Question 3: When she says that there is something wrong with her brain, how can I reply to her humorously? Suddenly, everyone became a thinker. Life is a painful thing. Modesty without inferiority, self-confidence without arrogance, and freedom without indulgence are difficult to achieve in one's life.
Question 4: The girlfriend said, Are you out of your mind? Where is it? How to answer? There should be no humor. Pay attention when taking a bath, for fear that men will get into the water.
Question 5: If someone says you are nc/ neurotic/brain-damaged, how do you reply? Do you have any medicine? Can it be cured? Have you ever had this disease? I think I'm healthy. You are the one who is sick, aren't you?
Or you can ignore him. I think this is the best response. Just like you were bitten by a dog on the side of the road. You mean you'll come and bite the dog for revenge? What did you say?/Sorry?
Question 6: Ask Baidu, the strongest Baidu in history, who knows God's question and who is on Du Jie's reply tower!

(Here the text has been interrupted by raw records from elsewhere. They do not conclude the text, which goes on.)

PR #3144, opened 2022-09-08
machine/rp2040: implement semi-random RNG based on ROSC

deadprogram:
This PR implements `GetRNG()` for the rp2040 by using a semi-random RNG based on the `ROSC` ring oscillator in the same way that the pico-sdk does.

See https://github.com/raspberrypi/pico-sdk/blob/master/src/rp2_common/pico_lwip/random.c

### DIFF
--- a/src/machine/machine_rp2040_rng.go
+++ b/src/machine/machine_rp2040_rng.go
@@ -1,0 +1,38 @@
+//go:build rp2040
+// +build rp2040
+
+// Implementation based on code located here:
+// https://github.com/raspberrypi/pico-sdk/blob/master/src/rp2_common/pico_lwip/random.c
+
+package machine
+
+import (
+	"device/rp"
+)
+
+const numberOfCycles = 32
+
+// GetRNG returns 32 bits of semi-random data based on ring oscillator.
+func GetRNG() (uint32, error) {
+	var val uint32
+	for i := 0; i < 4; i++ {
+		val = (val << 8) | uint32(roscRandByte())
+	}
+	return val, nil
+}
+
+var randomByte uint8
+
+func roscRandByte() uint8 {
+	var poly uint8
+	for i := 0; i < numberOfCycles; i++ {
+		if randomByte&0x80 != 0 {
+			poly = 0x35
+		} else {
+			poly = 0
+		}
+		randomByte = ((randomByte << 1) | uint8(rp.ROSC.GetRANDOMBIT()) ^ poly)
+		// TODO: delay a little because the random bit is a little slow
+	}
+	return randomByte
+}
--- a/src/crypto/rand/rand_baremetal.go
+++ b/src/crypto/rand/rand_baremetal.go
@@ -1,5 +1,5 @@
-//go:build stm32 || (sam && atsamd51) || (sam && atsame5x)
-// +build stm32 sam,atsamd51 sam,atsame5x
+//go:build stm32 || (sam && atsamd51) || (sam && atsame5x) || rp2040
+// +build stm32 sam,atsamd51 sam,atsame5x rp2040
 
 package rand
 


deadprogram:
Currently working as well as a pseudo-random number can be:

```
Terminal ready
d9121ab984aba30dcd7c7d8a42bcbdeb1ee50e452487a349262686cbd2d1bdf4
14f56b22f358b1a3b9c388b21686ec97f4bf643c6e902a2c1d81cde13e9b3913
cb3b8d2d5f9981e9905c9c4bcfd55c8ff5b6041253ed0ffdad5b2af6f4d9a129
2bf748ce51f48857e96ec6ed679328f7e13f37db7d2ff23e9938f41ba04029de
247ffe4bdaf25f5ae194195cf038bb70d6b531f0a4ce08e344cc0b3022a4ca27
bade2b4e3883a6ae6925ba3740517c2215c75316f74dbda12c2deb59d2b4ef6b
3618c3d8b319578e66c30e97e6f126c63612f94c03d0c638517f11589f9a9112
```

src/machine/machine_rp2040_rng.go
```diff
@@ -0,0 +1,36 @@
...
+func GetRNG() (uint32, error) {
+	var val uint32
+	for i := 0; i < 4; i++ {
+		val = (val << 8) | uint32(roscRandByte())
+	}
+	return val, nil
+}
+
+func roscRandByte() uint8 {
+	var val, poly uint8
```
dgryski: The reference code has `val` being a static byte that's persistent across calls.  Did you want to make this a global to achieve the same effect?

deadprogram: Changed, because that is in fact what I want.

Thanks for pointing that out @dgryski

src/machine/machine_rp2040_rng.go
```diff
@@ -0,0 +1,38 @@
...
+// GetRNG returns 32 bits of semi-random data based on ring oscillator.
+func GetRNG() (uint32, error) {
+	var val uint32
+	for i := 0; i < 4; i++ {
+		val = (val << 8) | uint32(roscRandByte())
+	}
+	return val, nil
+}
+
+var val uint8
```
dgryski: Given this is now a global in the `machine` package, does it deserve a better name?

deadprogram: Renamed.

dgryski (approved):
LGTM

deadprogram:
Thanks for the reviews @dgryski

aykevl:
I don't think we should do this, because it is not cryptographically secure:

> If the system clocks are running from the XOSC and/or PLLs the ROSC can be used to generate random numbers. Simply enable the ROSC and read the RANDOMBIT register to get a 1-bit random number and read it n times to get an n-bit value. This does not meet the requirements of randomness for security systems because it can be compromised, but it may be useful in less critical applications. If the cores are running from the ROSC then the value will not be random because the timing of the register read will be correlated to the phase of the ROSC.

In my opinion, the crypto/rand package must _always_ have cryptographically secure random numbers. Here the documentation clearly states that they are not cryptographically secure. Therefore, I don't agree with its use in crypto/rand. One of the most frequent security failures is not using cryptographically secure random numbers, and we'd make it very easy to make this mistake here.

Alternatively, we can make the GetRNG() function available but simply not use it in crypto/rand.

deadprogram:
We are currently supporting urandom which is also only a pseudo-random number generator AFAIK.

Perhaps we can leave it how it is now in but document that it is not a TRNG? Display a warning during compilation?

aykevl:
> We are currently supporting urandom which is also only a pseudo-random number generator AFAIK.

It is pseud-random, yes, but it is cryptographically secure.

> Perhaps we can leave it how it is now in but document that it is not a TRNG?

Nobody will read that. It would mean that crypto/rand in regular Go is good to use for cryptography, so people will use it, and when porting to TinyGo will unknowingly use insecure random numbers.

(Sorry for my somewhat harsh tone here, I care deeply about security and want to avoid potential issues).

deadprogram:
See https://github.com/micropython/micropython/commit/6f06dcaee57cc6f36a4121b4797942200b2d7281

aykevl:
> See [micropython/micropython@6f06dca](https://github.com/micropython/micropython/commit/6f06dcaee57cc6f36a4121b4797942200b2d7281)

What do you mean by that?

> The output of uos.urandom() performs well with the NIST800-22 test suite. In my trial it passed all tests of the sts 2.1.2 test suite.  I also ran a test of the random data with the Common Criteria test suite AIS 31, and it passed all tests too.

This seems to imply it is safe... but I'm not a cryptographer so I don't feel confident saying it is secure.

deadprogram:
There is a lot more conversation about the rp2040 implementation here: https://github.com/micropython/micropython/issues/7031

In any case, we can provide an example function for people who want to hook it up anyhow, with the appropriate caveats in that example. That way I suppose it is not hooked up by default for the unwary,

Out of curiosity, any opinions on all this @dgryski ?

PR #3153, opened 2022-09-11
machine/nrf52840: implement RNG peripheral operation

schultz-is:
Howdy y'all. This adds RNG support for Nordic's nRF52840. Alongside the `GetRNG` function used by `crypto/rand/rand_baremetal.go` I've added some functions to control and configure the RNG peripheral. There's also an ARM CryptoCell 310 subsystem on the machine that contains another TRNG, but interaction with it isn't via an easy register interface like this.

Snippet of sample output from `src/examples/rand` flashed to a `xiao-ble`:
```
e73ba017e959eef43a0307379d595245b114418ba0243e82ba6cf3860830254d
e6825f781dd1a401d9a75afadccce9133e30a27d82193f45cc6353d505e85ed7
51e9e198c65dbbae7a1b37861a409d7d78301467c348197e595d765e71b1fe4c
a066ed186aa7cc4798f68b0cc3fee04d08d4046fe6faa33b9a6ea0db51f87e0e
40447c2d0bcde76a47424b2710baa7e5b1339f7c6c3a322ff275cf5f6f653047
```

### DIFF
--- a/src/crypto/rand/rand_baremetal.go
+++ b/src/crypto/rand/rand_baremetal.go
@@ -1,5 +1,5 @@
-//go:build stm32 || (sam && atsamd51) || (sam && atsame5x) || rp2040
-// +build stm32 sam,atsamd51 sam,atsame5x rp2040
+//go:build nrf52840 || stm32 || (sam && atsamd51) || (sam && atsame5x) || rp2040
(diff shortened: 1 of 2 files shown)


deadprogram (approved):
Looking good @schultz-is thank you!

Issue #3146, opened 2022-09-09
ci: alpine build actions/setup-go is revlocked to v2


codefromthecrypt:
Per https://github.com/actions/setup-go/issues/263 something needs to change in [build-linux](https://github.com/tinygo-org/tinygo/blob/release/.github/workflows/linux.yml#L15) or we won't be able to get fixes or features in actions/setup-go@v3, notably cache integration which simplifies things. actions/setup-go@v2 currently still works, but was last released in feb 2022.

I think the various options are:
* do nothing until it breaks (current approach)
* workaround the GOROOT issue (unsure it will work)
* install go on alpine a different way
* switch off alpine
* your choice here

aykevl:
Here is my attempt to fix this: https://github.com/tinygo-org/tinygo/pull/3158

PR #3158, opened 2022-09-14
ci: use the Go Alpine image for building the release binary

aykevl:
This fixes https://github.com/tinygo-org/tinygo/issues/3146 by using a prebuilt Docker image. I don't remember why I used `setup-go` but probably to make it faster (setup-go usually uses cached binaries).


codefromthecrypt (approved):
looks good! the docker go version will be more or less latest patch, which is what the actions would intend to do.

deadprogram:
Good one @aykevl and thanks for review @codefromthecrypt now merging.

PR #3160, opened 2022-09-15
rp2040: do not use GetRNG in crypto/rand

aykevl:
The crypto/rand package is used for sensitive cryptographic operations. Do not use the rp2040 RNG for this purpose, because it's not strong enough for cryptography.

I think it is _possible_ to make use of the RP2040 RNG to create cryptographically secure pseudo-random numbers, but it needs some entropy calculation and secure hashing (blake2s or so) to make them truly unpredictable.

See the discussion in #3144


deadprogram (approved):
Removing as default seems like the safest option.

PR #4068, opened 2024-01-03
all: statically link to LLVM 17 instead of LLVM 16

aykevl:
We can now finally do it, now that Espressif has updated their fork.


deadprogram:
We also need to update the Docker `dev` build. Should I add a commit to this PR for that, or should it be in a different PR?

aykevl:
@deadprogram I wasn't sure about that, but looking more closely yeah it looks like it's doing a build of LLVM (instead of linking to system libraries)? I've updated the PR.

builder/cc1as.cpp
```diff
@@ -1,5 +1,12 @@
 //go:build byollvm
 
+// Source: https://github.com/llvm/llvm-project/blob/main/clang/tools/driver/cc1as_main.cpp
+// This file needs to be updated each LLVM release.
+// There are a few small modifications to make, like:
+//   * ExecuteAssembler is made non-static.
+//   * The struct AssemlberImplementation is moved to cc1as.h so it can be
```
QuLogic:
```suggestion
//   * The struct AssemblerImplementation is moved to cc1as.h so it can be
```

builder/cc1as.h
```diff
@@ -89,6 +92,10 @@ struct AssemblerInvocation {
   /// Whether to emit DWARF unwind info.
   EmitDwarfUnwindType EmitDwarfUnwind;
 
+  // Whether to emit compact-unwind for non-canonical entries.
+  // Note: maybe overriden by other constraints.
```
QuLogic, line 96:
```suggestion
  // Note: maybe overridden by other constraints.
```

deadprogram:
@aykevl this commit needs to be added to this branch for it to be able to build correctly: https://github.com/tinygo-org/tinygo/commit/579b86a55464978918f6efa76437ed2c9f4cd73b

builder/cc1as.cpp
aykevl: Thanks, fixed!

builder/cc1as.h
aykevl: This is code copied from the LLVM project, I'd prefer to keep it as-is (or fix the typo upstream).

aykevl:
@deadprogram I've updated the PR and added your commit.

(To be honest, I'm not exactly sure what it does - I'm not so familiar with Docker).

deadprogram:
@aykevl I still need to correct something in that commit, it did not push the base docker image to ghcr, only to dockerhub.

deadprogram:
OK corrected and now merging. Thanks for working on this @aykevl and to @QuLogic for review/feedback.

PR #4069, opened 2024-01-03
targets: add ninafw tag to nano-rp2040 for ninafw BLE support

deadprogram:
This PR adds the `ninafw` tag to the `nano-rp2040` target for ninafw BLE support in https://github.com/tinygo-org/bluetooth/pull/207


bgould:
LGTM, merging

PR #4075, opened 2024-01-06
Use LLVM 17 by default

aykevl:
This switches the `go install` command on Linux and macOS to use LLVM 17 by default, instead of LLVM 16. These versions have been out a long time, so it's about time we switched the default.

### DIFF
--- a/.circleci/config.yml
+++ b/.circleci/config.yml
@@ -128,5 +128,5 @@ workflows:
       - test-llvm15-go118
       # This tests the upcoming Go 1.22 support.
       - test-llvm16-go122
-      # This tests the upcoming LLVM 17 support.
+      # This tests LLVM 17 support when linking against system libraries.
       - test-llvm17-go121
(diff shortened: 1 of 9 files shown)


deadprogram:
@aykevl I think this shell script needs to be moved into the GH action working directory e.g. the root of the repo.

https://github.com/tinygo-org/tinygo/actions/runs/7431727178/job/20222762002?pr=4075#step:4:5

aykevl:
I've fixed the sizediff job by specifying the path relative to the root of the repository (and fixing the permissions).

The sizediff job still fails, but if you look at it that's just because it can't find the script _after checking out the dev branch_. Therefore, it's an expected error we can ignore. After merging this PR, this shouldn't be a problem anymore (perhaps I should have put that change in a separate PR, oh well).

deadprogram:
OK thanks for the update @aykevl now merging!

PR #4076, opened 2024-01-06
machine/pyportal: add needed values to board file for ninafw BLE support

deadprogram:
This PR adds needed values to the `machine` package board file for the Adafruit `PyPortal` for ninafw BLE support.


aykevl (approved):
Cool, I didn't realize the PyPortal had BLE support (though with the ESP32 on board it's kinda obvious).

deadprogram:
Thanks for the review @aykevl now merging.

PR #4081, opened 2024-01-10
cgo: fix calling CGo callback inside generic function

aykevl:
The package of the generic function might not be set, so we have to call Origin() for it.

Found while porting mcufont to TinyGo.


deadprogram:

PR #4082, opened 2024-01-12
runtime, builder: WebAssembly reactor mode

### LINKED ISSUE #2735: WASI reactor mode
Hi all,

I've been experimenting with tinygo having some fun prototyping a go wasm application hosted by wasmtime-java. Unfortunately, I hit a bug/missing feature when trying to access the memory: https://github.com/kawamuray/wasmtime-java/issues/21. As described in that issue, tinygo cannot compile in [reactor mode](https://github.com/WebAssembly/WASI/blob/2ccb606926bee332a7b0a486e150d1053a493977/design/application-abi.md#current-unstable-abi), hence preventing wasmtime-java to access its memory. Although this might be recognized as a limitation of the engine (apparently others, at least from the documentation, can switch the usage mode independently from the exports https://wasmedge.org/book/en/dev/go.html#a-simple-function-run), I think it would be nice if tinygo can support the reactor mode.

I tried to prototype the support myself following what was done for clang https://reviews.llvm.org/D62922 and this is roughly what I needed to come up with a correct export:

* Patch manually [`wasi.json`](https://github.com/tinygo-org/tinygo/blob/release/targets/wasi.json#L11) adding the ldflag `"--entry=_initialize"`
* Rename the export `_start` to `_initialize`: https://github.com/tinygo-org/tinygo/blob/release/src/runtime/runtime_wasm_wasi.go#L15

If you want I can also provide a proper PR, but i need some guidance :)

ydnar:
This is an initial attempt at enabling reactor mode for WebAssembly programs, where the host can repeatedly call into the guest Wasm program via functions exported with `//go:wasmexport`.

The entrypoint for a WebAssembly reactor module is `_initialize` instead of `_start`.

Assuming that the WebAssembly runtime is not reentrant (e.g. not threaded), then this works if the //go:wasmexport calls are detected and wrapped in a function that starts the Go scheduler.

When the exported function ends, all other goroutines are paused.

Goroutines started in a global init() function will run while the host has called into the guest. They are paused when the guest call returns and restarted on the next call.

TODO: figure out how to enable reactor mode:

1. Should it be a flag to tinygo build?
2. Should it be a build tag (e.g. -tags reactor)?
3. Should the compiler detect the omission of main.main and automatically enable reactor mode?

TODO: figure out how and where best to wrap `//go:wasmexport` calls.

TODO: figure out how this works with `-scheduler none`

Fixes #2735.


aykevl:
> TODO: figure out how to enable reactor mode:

My suggestion would be to add a new target, for example `-target=wasi-reactor`.

> TODO: figure out how and where best to wrap `//go:wasmexport` calls.

I would suggest to do that in a separate PR, and make sure to fully support reactor mode first.

PR #4083, opened 2024-01-12
build: use llvm-17 base image correctly for faster docker dev builds

deadprogram:
This PR corrects the GH actions docker builds to use the caches from the separate `llvm` and `docker` builds correctly.

A change to the major version of LLVM needs to be pushed to the `build-llvm-image` branch, which I have now done for `llvm-17`. This PR picks up that change, and also corrects the slowness I introduced myself with some other recent build changes.


dgryski (approved):
I believe you.

deadprogram:
Thanks @dgryski now merging.

PR #4085, opened 2024-01-15
targets: add ninafw pins and settings to additional boards

deadprogram:
This PR adds the `ninafw` pins and settings to the Adafruit Metro M4 Airlift board definition and target.

UPDATE: I have also added the mapping for the PyBadge when using AirLift FeatherWing in a separate commit. Lastly I have added a third commit that adds the `ninafw` tag to a couple of other boards. This will help simplify the maintenance of the `drivers` repo.


bgould:
LGTM

PR #4090, opened 2024-01-17
Go 1.22 support

aykevl:
Work in progress Go 1.22 support. ~Some features haven't been implemented yet, and cgo crashes.~

### DIFF
--- a/.circleci/config.yml
+++ b/.circleci/config.yml
@@ -105,6 +105,13 @@ jobs:
       - test-linux:
           llvm: "15"
     resource_class: large
+  test-llvm16-go122:
+    docker:
+      - image: golang:1.22-rc-bullseye
+    steps:
+      - test-linux:
+          llvm: "16"
+    resource_class: large
   test-llvm17-go121:
     docker:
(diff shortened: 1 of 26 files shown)


aykevl:
I think the only thing missing is `reflect.TypeFor`, which is now required by encoding/json (and should be trivial to implement).

aykevl:
This is ready for review.

Two things are still missing:

  * The standard library doesn't have a Go module, which means tooling won't detect a Go version. This needs to be fixed, for the next point.
  * For some reason, golang.org/x/tools/go/ssa doesn't seem to use new-style loop variables (see [this page](https://go.dev/wiki/LoopvarExperiment) for details). I need to investigate why this is.

I might fix those in a separate PR.

deadprogram (approved):
From my point of view, looks good to merge now and let people report any issues.

aykevl:
Thanks! Merged it :shipit:

aykevl:
New Go 1.22 loop variables support: https://github.com/tinygo-org/tinygo/pull/4092

PR #4092, opened 2024-01-19
loader: make sure Go version is plumbed through

aykevl:
This fixes the new loop variable behavior in Go 1.22.

Specifically:
  * The compiler (actually, the x/tools/go/ssa package) now correctly picks up the Go version.
  * If a module doesn't specify the Go version, the current Go version (from the `go` tool and standard library) is used. This fixes `go run`. As a side effect, this also fixes the Go version of the standard library (though for that we should really copy the go.mod file from the standard library).
  * The tests in testdata/ that use a separate directory are now actually run in that directory. This makes it possible to use a go.mod file there.
  * There is a test to make sure old Go modules still work with the old Go behavior, even on a newer Go version.

### DIFF
--- a/compileopts/options.go
+++ b/compileopts/options.go
@@ -23,6 +23,7 @@ type Options struct {
 	GOOS            string // environment variable
 	GOARCH          string // environment variable
 	GOARM           string // environment variable (only used with GOARCH=arm)
+	Directory       string // working dir, leave it unset to use the current working dir
 	Target          string
 	Opt             string
 	GC              string
@@ -48,7 +49,6 @@ type Options struct {
 	Programmer      string
 	OpenOCDCommands []string
 	LLVMFeatures    string
-	Directory       string
 	PrintJSON       bool
 	Monitor         bool
 	BaudRate        int
--- a/loader/loader.go
+++ b/loader/loader.go
@@ -27,6 +27,8 @@ import (
 	"github.com/tinygo-org/tinygo/goenv"
 )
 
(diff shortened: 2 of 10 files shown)


aykevl:
Pushed a fix that should fix the build failure on some older Go versions (like Go 1.18).

aykevl:
@deadprogram looks like something's up with TinyHCI?

deadprogram:
>  looks like something's up with TinyHCI?

Restarted.

deadprogram:

deadprogram:
@aykevl I think this PR is not working as expected. Looks like it is causing an error in the CI build for the `bluetooth` package here: https://github.com/tinygo-org/bluetooth/actions/runs/7586401583/job/20664471703#step:7:8

aykevl:
> @aykevl I think this PR is not working as expected. Looks like it is causing an error in the CI build for the `bluetooth` package here: https://github.com/tinygo-org/bluetooth/actions/runs/7586401583/job/20664471703#step:7:8

Looks like it is working exactly as expected. The bluetooth go.mod file says Go 1.18, while `unsafe.SliceData` was added in Go 1.20. We just didn't see the error before.

The solution would be to fix the Bluetooth package (either to bump the go.mod version, or use something other than `unsafe.SliceData`).

deadprogram:
> We just didn't see the error before.

Aha! That is actually good news, then. I will submit a PR with update to Bluetooth package.

PR #4093, opened 2024-01-19
reflect: update to Go 1.22 semantics

aykevl:
The IsZero function was changed slightly in Go 1.22, so we'll need to update it.

While this could in theory break existing programs that rely on the old behavior, they'd also break with the imminent Go 1.22 release so I don't think this is a real problem.


deadprogram:
> While this could in theory break existing programs that rely on the old behavior, they'd also break with the imminent Go 1.22 release so I don't think this is a real problem.

Very accurate observation, and thanks for the fix @aykevl now merging.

Question 7: I sent a message about being unable to sleep. Others said it was cross-criticism: tossing and turning, asking God to reply with humor. It is windy today. I want to eat out at noon. I wanted to kindly remind her to wear a mask, but when I saw the low-cut dress she was wearing, my mind suddenly went into water. I told her that it was windy outside and it was all gray. Please put on your bra before you go out. The female colleague blushed slightly: "You, you know?"
Question 8: On the Internet, someone asked, "There is a big pit, several hundred meters deep. If you jump, what can you do to get out? " God replied, "I don't need anything else, just hahaha, well written!" " You must be crazy to jump into that pit! Jump into the hole as much as possible!
Question 9: Everyone says I don't have enough brains. Hehe, I guess no one will think their brains are enough, right?
Because if the brain is good enough,
Then you won't work for others.
On the contrary, I should be my own boss.